PR #1689, opened 2023-01-11
ADEN-12620 Fixing top-ads-container collapsing and collapse proxy for IX tags

dmnsobczak:


src/platforms/shared/utils/placeholder-service-helper.ts
```diff
@@ -46,6 +46,10 @@ export class PlaceholderServiceHelper {
 	hidePlaceholder = (placeholder: HTMLElement): void => {
 		if (this.shouldHidePlaceholder) {
 			placeholder.classList.add('hide');
+
+			if (placeholder?.parentElement.className.includes('-ads-container')) {
```
nandy-andy, line 50: And now `hidePlaceholder()` not only hides the placeholder but also its parent 🙈

src/communication/event-types.ts
```diff
@@ -293,6 +293,11 @@ export const eventsRepository: Dictionary<EventOptions> = {
 		name: 'Ad intervention',
 		payload: props<AdIntervention>(),
 	},
+	GAM_AD_DELAYED_COLLAPSE: {
```
nandy-andy, line 296: Why can't it be just `GAM_AD_COLLAPSE`? 🤔

src/core/models/ad-slot.ts
```diff
@@ -472,6 +472,20 @@ export class AdSlot {
...
+
+		this.setupDelayedCollapse();
+	}
+
+	private setupDelayedCollapse() {
+		communicationService.on(
+			eventsRepository.GAM_AD_DELAYED_COLLAPSE,
+			(payload) => {
+				if (payload.source.includes(this.getSlotName())) {
+					this.collapse();
```
nandy-andy, line 484: I wonder if `this.collapse()` is enough here. We had the agreement that we collapse/hide slots only when it's a direct campaign and "forced collapse" happen -- then the gain from direct ad is bigger than SEO loss from content shifts. Do we need to introduce a new event instead of using "forced collapse" in the creatives? 🤔

dmnsobczak: This is not a force_collapse, but regular collapse: this will leave the placeholder and just hide the label and set proper status in slots repository :)

src/communication/event-types.ts
dmnsobczak: Because initially slot gets `success` and then `collapse` when IX tag won't get an ad.

nandy-andy: This is how forced collapse work, isn't it? 🤔 We got a success but in the creative template there is "a signal" that makes AdEngine forcefully collapse the slot ;)

src/platforms/shared/utils/placeholder-service-helper.ts
dmnsobczak: Technically it's still placeholder 🙈 It's just consist of two divs. Without it the black div without content was left in the DOM and it was visible due to a margins applied.

src/core/models/ad-slot.ts
nandy-andy: Oh, darn ;-)

src/communication/event-types.ts
dmnsobczak: Yes, but no :D It's not force collapse, it's just collapse. In force_collapse logic we load a creative to close the slot using collapsinator. Here we actually want to render the ad, but IX tag is not giving us any :(

nandy-andy: Hm, yeah, a simple behaviour became really complicated 🙈 One more idea from the "naming" category that comes to my mind is to get rid of "collapse" word in the event name then 🤔 Something more generic like `GAM_EMPTY` and then handle it in the code with a collapse, force-collapse, flowers however we want to...

src/platforms/shared/utils/placeholder-service-helper.ts
nandy-andy: Yeah, I'm not buyin' it ;-) Placeholder is only one per slot: it holds the place for an ad. The part with `'-ads-container'` is a custom wrapper of ours, so all the things are styled properly and look nice. That's my PoV :D

dmnsobczak: I understand, but this is how it is xD This wrapped contains only placeholder and nothing else and placeholder cannot exist without a wrapper as well as wrapper cannot exist without a placeholder. 
If I replace 2 divs where one has black background with one div and more complex margin settings and/or `:after` elements then:
1. It will be hard to handle UAP properly
2. It will be one placeholder in your definition
But actually it won't change anything from product perspective. This placeholder is bugged: Seba is adding `display: none` attribute to when there is a campaign equipped with `force_collapse` signal. With this PR Seba's hack is no longer needed.
Also, parent bubbling works similar way in UAP's DOM Manager:
https://github.com/Wikia/ad-engine/blob/dev/src/platforms/shared/templates/helpers/uap-dom-manager.ts#L76

nandy-andy: I know how it is and I'm voting for changing it so the code is cleaner :D What holds us from having two simple and clear methods: `hidePlaceholder()` and `hideWrapper()`? 🤔 If we have ugly code in `uap-dom-manager.ts`, let's clean it up and if the placeholder is buggy let's also fix it ;)

src/platforms/f2/styles.scss
```diff
@@ -232,12 +111,136 @@
...
 #bottom_leaderboard {
 	@include uap-advertisement-label();
 }
 
-@include f2-styles();
+.gpt-ad {
+	text-align: center;
+
+	&.hide,
+	& .hide {
```
preludek, line 141: that looks odd 🙈

src/platforms/f2/styles.scss
```diff
@@ -232,12 +111,136 @@
...
+		.feed-layout__right-rail {
+			top: 0 !important;
+		}
+	}
+}
+
+.feed-item .gpt-ad {
+	padding: 24px 24px 30px;
+	position: sticky;
+	top: 55px;
```
preludek, line 184: If that's not an `expert value` it would be nice to make some descriptive variable names out of such values.

src/platforms/f2/styles.scss
dmnsobczak: This styles are moved from place to place - I didn't modify them 🤷

src/platforms/f2/styles.scss
dmnsobczak: This styles are moved from place to place - I didn't modify them 🤷

src/platforms/shared/utils/placeholder-service-helper.ts
dmnsobczak: I'm not a big fan of extracting one liners to a separate methods when they are self explaining and their functionality fits the original method 🤔 I was hoping for @rafalgiemza to give deciding opinion :D

nandy-andy: I understand. I suggest to take a look at it from a different perspective. A perspective of someone, who just takes a glance at the code and does not read line by line of each method. She sees `hidePlaceholder()` and decides to use it thinking it'll hide just the placeholder. To her surprise there is something more going on the parent element after reusing the method, so she needs to invest more time to go back and indeed read the method to know what it does. The idea behind clean code is to the have small methods doing one thing with descriptive names.

src/platforms/f2/styles.scss
preludek: Be a good scout lad 😸

src/platforms/shared/utils/placeholder-service-helper.ts
dmnsobczak: Rafal didn't reply :( So I give up: change pushed :D

nandy-andy (dismissed):

nandy-andy (approved):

» What needs to be done
Looking at the records above, which lines contain "success"? Copy those lines.

» Task solution
dmnsobczak: Because initially slot gets `success` and then `collapse` when IX tag won't get an ad.
nandy-andy: This is how forced collapse work, isn't it? 🤔 We got a success but in the creative template there is "a signal" that makes AdEngine forcefully collapse the slot ;)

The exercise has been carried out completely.